Here is another important reality to consider. Virtually all patients with serious diseases today are managed by specialists and with advanced technology. For seniors, visits to specialists have increased from 37% of visits two decades ago to 55% today. And that's appropriate, because those are the doctors who have necessary training and expertise to use the complex diagnostic tests and devices, state-of-the-art procedures, and novel drugs of modern medicine.
Fittingly, Americans unambiguously prioritize the latest medical technology. Surveys by Harris/Wall Street Journal Online demonstrate that 80% of Americans say being able to get the most advanced tests, drugs and medical procedures and equipment is "very important" or "absolutely essential"; 67% say that technologies like digital imaging and advances in health information will improve patient care and/or reduce medical costs, while only 10% think these advances cost more than they are worth. In a Health Affairs study, Americans showed a 50% higher interest in new medical discoveries than citizens of Western European nations.
We often hear of the Association of American Medical College projected shortage of primary care doctors, but little attention is paid to the fact that almost two-thirds of the 2025 doctor shortage of 124,000 will be in specialists, not in primary care. Yet this administration has been naively prioritizing generalist care at the expense of specialists.
The government's Medicare Payment Advisory Commission already recommended substantial cuts to specialists -- 16.7% over 3 years and then frozen, equivalent to a 50% decrease after the decade, considering inflation. It is counterproductive to restrict the autonomy and cut salaries of those who we need the most, thereby reducing the job's attractiveness to the best and brightest who already have a wide range of career choices.

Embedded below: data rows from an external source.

PR #6381, opened 2026-07-21
refactor(ui): migrate the hard-case design-system usages onto components

ydiarra:
> Re-opens #6372, which was merged into `refactor/design-system-components` by mistake instead of `master`. That branch has since landed on master (#6378), so this PR is rebased onto `master` and contains **only** the hard-case changes (the redundant components-migration commit was dropped in the rebase).

Follow-up to #6378 (ex-#6371), which deliberately left a set of design-system usages raw because they needed more than a mechanical swap. This PR clears **almost all** of them — the two points I flagged as "reversible, ask me".

## Point 1 — usages that needed the component adapted

- **`.avatar` (2)**: recreated `UI/Avatar.svelte` with an `id` prop and migrated the two boxes (`Message`, `TypingUsers`). Imported **under an alias** so it sits beside the domain `Chat/Components/Avatar.svelte` without a name clash.
- **`.input-search` (1)**: recreated `Input/InputSearch.svelte` as a **bare `<input>`** (no wrapper div) so `MapList` keeps its own `relative` container and the `peer`-driven search icon keeps reacting to focus/hover. Added a `type` prop to preserve `type="text"`.

## Point 2 — buttons whose scoped CSS was the blocker → `:global()`

The reason these couldn't be `<Button>` before: Svelte scopes CSS by hashing elements in the component's own markup, and a component's internal `<button>` doesn't get that hash. Hoisting each selector to `:global()` fixes it.

- 6 `responsive-message` PopUps, plus `MatrixChatSettingsModal`, `TutorialInstruction`, `ErrorScreen`, `Jitsi`/`LivekitRoomPropertyEditor`. Where a rule referenced a `@keyframes`, the keyframe is marked `-global-` so the global rule can still reach it.
- `SelectCompanionScene` **keeps** its `button {}` rule (8 other raw buttons still need it); the 2 migrated buttons get a `pointer-events-auto` utility instead.
- `GlobalCommunicationModal`'s `button.light[disabled]` became `disabled:*` utilities, dropping the generic `.light` hook rather than globalizing such a broad class name.
- `VisitCard`'s (dead — the button is a flex item) `.visitCard button { float }` kept faithfully via `:global()`.

## Also

- **`Button` gains a bindable `element`** — `EmojiSubMenu` uses it as its floating-UI anchor, clearing the last `bind:this` blocker.
- **`PwaInstallScreen`** drops `variant="light"`: its translucent button needs white label text, which the DS's `.btn-light .btn-label` (dark) would have broken once the text moved into the `.btn-label` span. No-variant keeps the base white label.

## Left raw, reported

- **`WarningBanner`** — its admin-configurable **inline** text colour must reach the text node, which `.btn-label` would override. No clean path without a bespoke Button API; not worth it for one banner.
- The only other raw `btn` occurrences left in the codebase are **inside HTML comments**.

## Verification

`svelte-check` (`--fail-on-warnings`), `eslint`, `prettier` all clean on the changes. **All 285 test ids preserved** (before/after diff). No behaviour or wording changes.

**Not verified visually** (build/vitest can't run on the dev host). This is the change most worth eyeballing on the `deploy` env — several buttons had scoped CSS whose `:global()` behaviour I reasoned about but couldn't render.

### DIFF
--- a/play/src/front/Chat/Components/MatrixChatSettingsModal.svelte
+++ b/play/src/front/Chat/Components/MatrixChatSettingsModal.svelte
@@ -3,6 +3,7 @@
     import { scale } from "svelte/transition";
     import type { MatrixChatConnectionLike, MatrixUserSettingsDiagnostics } from "../Connection/ChatConnection";
     import ButtonClose from "../../Components/Input/ButtonClose.svelte";
+    import Button from "../../Components/UI/Button.svelte";
     import LL from "../../../i18n/i18n-svelte";
     import { clearIgnoredSuggestedRooms } from "../Stores/ChatStore";
     import { DEBUG_MODE } from "../../Enum/EnvironmentVariable";
@@ -226,12 +227,13 @@
         {#if !loading && data}
             <div class="flex flex-shrink-0 flex-col gap-2 border-t border-white/10 p-4 sm:p-5">
                 <p class="text-xs text-white/55">{$LL.chat.matrixSettings.clearSuggestedRoomsHint()}</p>
-                <button
+                <Button
                     type="button"
-                    class="btn transition-all duration-200 active:scale-[0.98] disabled:opacity-50 disabled:active:scale-100 {successFlash ===
-                    'clearSuggested'
-                        ? 'btn-success matrix-settings-btn-success'
-                        : 'btn-light btn-border'}"
+                    variant={successFlash === "clearSuggested" ? "success" : "light"}
+                    appearance={successFlash === "clearSuggested" ? "filled" : "border"}
+                    class={`transition-all duration-200 active:scale-[0.98] disabled:opacity-50 disabled:active:scale-100 ${
+                        successFlash === "clearSuggested" ? "matrix-settings-btn-success" : ""
+                    }`}
                     disabled={syncing}
                     onclick={handleClearSuggested}
                 >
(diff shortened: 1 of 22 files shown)


ydiarra:
The failing E2E jobs here are pre-existing shared-infra flakiness, **not** a regression from this PR:

- **firefox 3/4** — `map_editor_megaphone_speaker_zone` (property-panel click), `map_editor_open_website` (Google-apps URL), `map_editor_upload_entities` (PDF drop), and a 120s `microphone-button` load-gate. These are the map-editor / WebGL-load flakes.
- **mobilefirefox 1/1** — `matrixChat` `Cancel edit message` / `Retrieve encrypted message` / `Key creation` failing on the shared login checks (`bg-danger` mic/camera state + the 120s mic-button gate).

Why it's not this PR (even though it touches `Components/UI/Button.svelte`):
- The mic/camera buttons the `bg-danger` assertions target (`MicrophoneMenuItem`/`CameraMenuItem`) aren't modified here.
- The `Button.svelte` diff doesn't change the plain `bg-danger` class.
- All chromium / webkit / desktop-firefox jobs pass the same `bg-danger` assertions — a real class regression would fail chromium too.

The dominant root cause is Firefox not obtaining a WebGL context in headless CI (Canvas fallback → the game never loads). All of these are addressed by #6376, which now produces a fully green E2E run. **Rebasing this branch onto master once #6376 is merged should clear these failures.**

PR #58, opened 2017-12-27
Fix spotbugs issues -

xjdr:
Various commits to address deprecating infer in favor of spotbugs (for now) and addressing the all of the new issues brought up by that tool.


src/main/java/com/nordstrom/xrpc/server/Firewall/XrpcFirewall.java
```diff
@@ -52,30 +53,31 @@ private void buildReqCtx(ChannelHandlerContext ctx) {
...
-        log.info("Xrpc Firewall blocked based on policy:" + ctx.channel());
-        ctx.channel().deregister();
-        break;
-      case BLOCK_REQ_BEHAVIORAL_BASED:
-        log.info("Xrpc Firewall blocked based on behavior:" + ctx.channel());
-        ctx.channel().deregister();
-        break;
-      default:
-        break;
+    if (evt.isPresent()) {
```
jkinkead: Or monod-style with lambda:
```java
evt.ifPresent(evt -> {
  switch(evt) {
  }
});
```
This requires `ctx` to be `final`, but that's fine.

src/main/java/com/nordstrom/xrpc/server/Router.java
```diff
@@ -319,22 +322,107 @@ public void operationComplete(ChannelFuture future) throws Exception {
...
                 synchronized (Router.this) {
-                  // listener.serverShutdown();
+                  //TODO(JR): We should probably be more thoughtful here.
+                  shutdown();
                 }
               }
             });
   }
 
+  /**
```
jkinkead: Should be non-javadoc multiline (this will be bound to just `ConnectionLimiter` as-is).

src/main/java/com/nordstrom/xrpc/server/Router.java
```diff
@@ -319,22 +322,107 @@ public void operationComplete(ChannelFuture future) throws Exception {
...
+   * This section of classes have been added as Static inner classes to reduce GC pressure. As these
```
jkinkead: I'm afraid I don't understand the GC pressure point. Inner classes makes sense from scoping (your point below), but what does that have to do with GC?

src/main/java/com/nordstrom/xrpc/server/tls/Tls.java
```diff
@@ -79,14 +79,14 @@ public SslContext buildEncryptionHandler() {
       final List<java.security.cert.X509Certificate> certList = new ArrayList<>();
       final String rawCertString = cert;
       PrivateKey privateKey;
-      PublicKey publicKey;
+      //PublicKey publicKey;
```
jkinkead: Remove commented out code?

PR #59, opened 2017-12-27
Added another newResponse method to address issue 32. 

lducharme:
New method takes a map of strings that allows the caller to specify custom headers.

Also, please feel free to let me know if I've misunderstood anything about this fix or the PR process. Thanks!


src/main/java/com/nordstrom/xrpc/server/http/Recipes.java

More directly, Obamacare is eliminating access to many of the best specialists and best hospitals for middle-income Americans. To meet the law's requirements, major insurers all across the country are declining to participate in the exchanges, or only offering plans that exclude many of America's best doctors and hospitals. McKinsey reported 68% of Obamacare insurance options only cover narrow or very narrow provider networks, double that of one year ago.
For cancer care, the overwhelming majority of America's best hospitals in the National Comprehensive Cancer Network -- including MD Anderson Cancer Center, New York's Memorial Sloan-Kettering, Barnes Hospital in St. Louis and the Seattle Cancer Care Alliance -- are not covered in most of their states' exchange plans.
The "narrow network" strategy is about to hit even more Americans in 2015, as Obamacare exchanges from California to New Hampshire further restrict access to top doctors and hospitals in an attempt to quell insurance premium increases caused by the law itself.
The fact is that Obamacare transforms American health care toward an antiquated, generalist system and significantly reduces health care choices that Americans hold dear. While the President and his Democrat allies claim that there has been no alternative offered, more than half a dozen Republican health care proposals increase choices for families and increase access to the best doctors via competition and individual empowerment.
Voters who prioritize freedom of choice and quality in health care should look to the Republicans to reset the course of America's health care system to one that holds true to American values while advancing access to specialist care and advanced technology.